• PROBLEM DESCRIPTION: From the first line to the last, please write out the data exactly.

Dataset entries

┌────────

PR #2378, opened 2019-11-18
Tighten query for enrolling registered users

phirework:
Another simple fix! Rationale: 

* there are zero duplicate emails within the realm of `has_login = true`
* the `findClientId` method from Gregor uses `has_login` as a uniqueness check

└────────

• REPLY TO THE EXERCISE:
PR #2378, opened 2019-11-18
Tighten query for enrolling registered users

phirework:
Another simple fix! Rationale: 

* there are zero duplicate emails within the realm of `has_login = true`
* the `findClientId` method from Gregor uses `has_login` as a uniqueness check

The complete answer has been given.